● **What the task asks**
Using the entries below, show all lines with the string "ConfigCommand".

________

Issue #270, opened 2018-06-29
Does poetry have an equivalent of ` pipenv --rm`?


alok:
Basically a way to uninstall the corresponding virtualenv easily.

cauebs:
Not yet, no. Just playing devil's advocate, how would that be useful?
I've also seen the suggestion of being able to print the virtual environment's path. Maybe a `poetry env` command could be created to handle these?

alok:
It's useful for easily cleaning out deps when you no longer need a copy of them. I often clone a project to modify some code and test out the changes, but afterwards I don't need the virtualenv since I'm finished patching it. I've also cloned multiple copies of a project so I can work on one copy while a long running job is running on the other, and I don't want deps taking up disk space once I'm done.

cauebs:
I implemented it just for fun: https://github.com/cauebs/poetry/commit/1dc35a2d1bedadebcc55c5871278fe8cf01ef6a5

But for this we'll really need @sdispater's input, because I fear we're adding too many commands and duplicating features.

calvertvl:
The other simple solution is an alias or a script; since I pull those down to all systems I use anyway.

I've been using the following:
```
rm -rf "$(dirname "$(dirname "$(poetry run which python)")")"
```
Note that the failure mode (for running outside of a poetry environment) is to run `rm -rf .` but `rm` will refuse to remove the current directory, so it should be relatively safe.

sdispater:
This is supported in the `1.0.0` prereleases. See #731

tombohub:
does it exist now or do we need to write the whole environment name?

Issue #198, opened 2018-06-09
Expose Poetry's virtualenv


ambv:
If the user doesn't have an active virtualenv, Poetry is already creating and using a default per-project virtualenv behind the scenes. There is no easy way to get to it after it's created.

If you'd be willing to accept a PR to this effect, I'd be happy to contribute the following:
* add a `poetry shell` command equivalent to `pipenv shell`
* make `poetry add/remove/install` output the path to the virtualenv that it's using if there is no active virtualenv

I know that your current available alternative is `poetry run`. My problem with it is that it gets verbose fast. `poetry run python -m X` instead of just `X` in an activated virtualenv.

moigagoo:
It sounds reasonable, but I have concerns about Windows compatibility. Pipenv seems to discriminate Windows users and AFAIK `pipenv shell` doesn't work with pwsh or cmd. If you're going to implement `poetry shell`, please don't forget about Windows.

moigagoo:
I'll be happy to contribute then :-)

sdispater:
The output of the virtualenv path is already implemented but only when you use the `add/remove/install` commands in verbose or higher mode (`-v` option).

Regarding the `poetry shell`, if someone to tackle this, I'd gladly review a PR :-)

ethanhs:
FWIW, I'd be happy to test/fix/implement things on Windows. I really like poetry and am keen for this functionality.

jgirardet:
@cauebs look at run.py in commands to starts.

cauebs:
Thanks for the tip, @jgirardet. I gave it a go, it seems to work and I opened #201.

jaroel:
Here's a workaround to get it:
$ poetry run which python
/Users/roel/Library/Caches/pypoetry/virtualenvs/koei-py3.6/bin/python

sobolevn:
I will also gently remind about a possibility to have a local `.venv` folder for dependencies.
`pipenv` has `PIPENV_VENV_IN_PROJECT=true` option which allows that.

sdispater:
@sobolevn This is already supported, see #213

cauebs:
@moigagoo @ethanhs I think #201 is close to being merged, but it only features provisional support for Windows (which hasn't even been tested yet). Would you take a look and let me know how I can improve it? It would probably be important to know how to properly which program to run, if not `cmd`, and which flags are necessary.

moigagoo:
[...]

PR #278, opened 2018-07-05
Add env command

cauebs:
To satisfy the needs expressed in #270 (and, to some extent, #198), I added an `env` command.
```
~/foo $ pt env
Virtualenv path: /home/cauebs/foo/.venv
Python version: 3.6.5
Implementation: CPython

~/foo $ pt env --python
/home/cauebs/foo/.venv/bin/python

~/foo $ pt env --pip
/home/cauebs/foo/.venv/bin/pip

~/foo $ pt env --path
/home/cauebs/foo/.venv

~/foo $ pt env --rm
Removing virtual environment at /home/cauebs/foo/.venv
```

If this gets a greenlight, I'll add tests and docs.

### DIFF
--- a/poetry/console/application.py
+++ b/poetry/console/application.py
@@ -19,6 +19,7 @@ from .commands import BuildCommand
 from .commands import CheckCommand
 from .commands import ConfigCommand
 from .commands import DevelopCommand
+from .commands import EnvCommand
 from .commands import InitCommand
 from .commands import InstallCommand
 from .commands import LockCommand
@@ -111,6 +112,7 @@ class Application(BaseApplication):
             CheckCommand(),
             ConfigCommand(),
             DevelopCommand(),
+            EnvCommand(),
             InitCommand(),
             InstallCommand(),
             LockCommand(),
--- a/poetry/console/commands/__init__.py
+++ b/poetry/console/commands/__init__.py
@@ -4,6 +4,7 @@ from .build import BuildCommand
 from .check import CheckCommand
 from .config import ConfigCommand
 from .develop import DevelopCommand
+from .env import EnvCommand
 from .init import InitCommand
 from .install import InstallCommand
 from .lock import LockCommand
--- a/poetry/console/commands/env.py
+++ b/poetry/console/commands/env.py
@@ -10,7 +10,7 @@ class EnvCommand(VenvCommand):
         { --p|path : Show the path to virtual environment. }
         { --python : Show the path to the python executable. }
         { --pip : Show the path to the pip executable. }
-        { --r|remove : Remove the virtual environment. }
+        { --rm : Remove the virtual environment. }
     """
 
     help = """The env command displays information about the virtual environment.
@@ -28,7 +28,7 @@ If it doesn't exist when the command is ran, it will be created."""
         elif self.option("pip"):
             self.info(self.venv.pip)
 
-        elif self.option("remove"):
+        elif self.option("rm"):
             self.line("Removing virtual environment at <info>{}</>".format(path))
             rmtree(path, ignore_errors=True)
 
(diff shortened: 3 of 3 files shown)


sdispater:
Thanks for taking the time to put this PR together.

Some information are already present in the "debug:info" command. So I'm not sure about having duplicate commands.

Also, I am not a big fan of options executing actions. I know this is the `pipenv` way but I find it quite counter-intuitive. I prefer having command namespace (like the `debug` one). That way we could have a `env:remove` command.

Finally, I am still on the fence here about exposing the virtualenv since, to me, this is an implementation detail and, ideally, I would like Poetry to not even use them and use a more clever approach. I am not saying it will come anytime soon but introducing a `env` command will tie up Poetry to the virtualenv way.

Anyway, I am leaving this PR open for now since I still need to wrap my head around it and to continue the discussion.

cauebs:
That's reasonable enough. Don't feel bad about closing this PR, it was just an experiment. But I do think #270 requires some action, and that feature can be implemented in another command just as easily.

What alternative to virtual environments do you have in mind? I don't know any other approaches.
I just feel the need to remind you that the Python community is extremely diverse, and in trying to be inventive we can end up creating even more problems in the long run.

golyalpha:
Could poetry maybe output just the path to the venv on `poetry env`? It's what `pipenv` does if you give it the `--venv` switch.

yunti:
@golyalpha Perhaps the command `poetry config settings.virtualenvs.in-project true` could be broadened to take an input so the venv location could be specified if needed. This would help cover a lot of scenarios and aid adoption as we wouldn't have to wait for official support for IDEs etc...

I agree with @sdispater though, it would be ideal if we generally didn't have to think about a venv. I think poetry has already done the hard parts by being able to detect them and setup if required. The main other requirements are to view the location and remove them.  

@golyalpha definitely has a point in that `debug:info` isn't the most intuitive command for the venv location, but I would be hesitant to add a full `env` command if we are trying to abstract that away.
I'm not sure of the best place/command for it though. (show?)

As for removing a venv I would have it has a flag to `remove` so it can be used to remove packages, and the virtualenv too. Something like `remove --all` would be clear without having to think in terms of a venv.

funkyfuture:
beside the fact that'd i'd prefer `poetry env rm`, i'd find that an useful interface in automated deployment tasks.

golyalpha:
@yunti It's great that Poetry is trying to abstract the env away from the developer, but that is not exactly something that IDEs like. IDEs like knowing where the interpreter itself is, not how they can get to it through the usage of and external tool (in poetry's case: `poetry run python`), they like being able to quickly run the interpreter directly, which is also admittedly faster, than going through poetry, while producing the same results.
Of course, letting the IDE add project dependencies through anything other than Poetry is a big no-no, but we already know that that isn't really an issue with VSCode and Pipenv.  

TL;DR:
What I'm trying to say is, that IDEs should be able to easily access the interpreter directly, since there is no reason to prevent them from doing so and it's faster, and while it is hard (read: near impossible) to prevent an IDE from doing `python -m pip install some-module`, I think that IDEs and their plugin developers understand that if a project is managed by some dependency management tool, it's a good idea to *not* bypass it.

Note:
Having an env command could allow project owners and it's contributors to define path to python as: `$(poetry env)\Scripts\python` (if bash, but it's quite similar on powershell), entirely bypassing the need for in-project venvs (where their usage is developer, not project, dependent) or having a plugin that supports Poetry when it comes to just executing the code, and providing autocomplete (of course, it's still on the dev to use poetry to install and manage deps, until IDEs/Python support plugins finally come with support for Poetry).

sdispater:
Thanks everyone for the insight and @cauebs for taking the time to make this PR!

I am closing this PR since it is superseded by #731. If you have further feedback to make please do it on #731 instead.

cauebs:
@sdispater It was more of a proof of concept. I'm quite happy with the design you ended up implementing. Great job, as usual ;)

PR #296, opened 2018-07-09
point to the run command in the script command's help

glehmann:
don't let the user wonder what command to use - just point it to him


sdispater:
Thanks!

PR #298, opened 2018-07-10
Fix typo in docs

radek-sprta:
Seems like there is typo in one of the examples. After eliminating the extra colon, I was able to build and install the package correctly.


sdispater:
Thanks!

Issue #177, opened 2018-06-05
Add package from git not working on windows 10


shawegit:
Adding a package from a git repository on windows 10 does not work. The package is downloaded from the git repository as required without any issue. However, at some point some files in pypoetry-git-package_nameSOME_VALUE\\.git\\objects\\pack\\ are tried to be deletethat are write protected. Below is a complete example stack trace showing the errors when trying to execute the command 
poetry -v add pendulum --git https://github.com/sdispater/pendulum.git

A solution to this might be
```python
import stat
def on_rm_error(func, path, exc_info):
    os.chmod(path, stat.S_IWRITE)
    os.unlink(path)

shutil.rmtree(tmp_dir.as_posix(), onerror=on_rm_error)
```

[PermissionError]
[WinError 5] Access is denied: 'C:/Users/Public/Temp/pypoetry-git-pendulumaj5p2d8l\\.git\\objects\\pack\\pack-37344d1961bffa13deda99e13c97ecda4c0c0013.idx'

Exception trace:
 c:\program files (x86)\python36-32\lib\site-packages\cleo\application.py in run() at line 94
   status_code = self.do_run(input_, output_)
 c:\program files (x86)\python36-32\lib\site-packages\poetry\console\application.py in do_run() at line 87
   return super(Application, self).do_run(i, o)
 c:\program files (x86)\python36-32\lib\site-packages\cleo\application.py in do_run() at line 197
   status_code = command.run(input_, output_)
 c:\program files (x86)\python36-32\lib\site-packages\poetry\console\commands\command.py in run() at line 72
   return super(BaseCommand, self).run(i, o)
 c:\program files (x86)\python36-32\lib\site-packages\cleo\commands\base_command.py in run() at line 146
   status_code = self.execute(input_, output_)
 c:\program files (x86)\python36-32\lib\site-packages\cleo\commands\command.py in execute() at line 107
   return self.handle()
 c:\program files (x86)\python36-32\lib\site-packages\poetry\console\commands\add.py in handle() at line 134
   status = installer.run()
 c:\program files (x86)\python36-32\lib\site-packages\poetry\installation\installer.py in run() at line 75
   self._do_install(local_repo)
 c:\program files (x86)\python36-32\lib\site-packages\poetry\installation\installer.py in _do_install() at line 158
   ops = solver.solve(use_latest=self._whitelist)
 c:\program files (x86)\python36-32\lib\site-packages\poetry\puzzle\solver.py in solve() at line 35
[...]

PR #300, opened 2018-07-11
Fix bug that prevents installing package from git on windows

shawegit:
This PR fixes an issues that prevents windows user to install packages from git repositories using poetry, Currently git on windows downloads something into a folder that is write protected. When poetry delets the downloaded stuff for cleanup, remove thig specific folder raises an exception see issue #177.


ptink:
Would be extremely helpful to have this merged in as it's still an issue on 0.11.3

poetry/puzzle/provider.py
```diff
@@ -10,6 +10,10 @@
 from tempfile import mkdtemp
 from typing import List
 
+from typing import Union
```
ptink: unused import

shawegit:
@sdispater Thanks for fixing it in 0.12.8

________

● **Answer to the problem**
 from .commands import ConfigCommand
             ConfigCommand(),
 from .config import ConfigCommand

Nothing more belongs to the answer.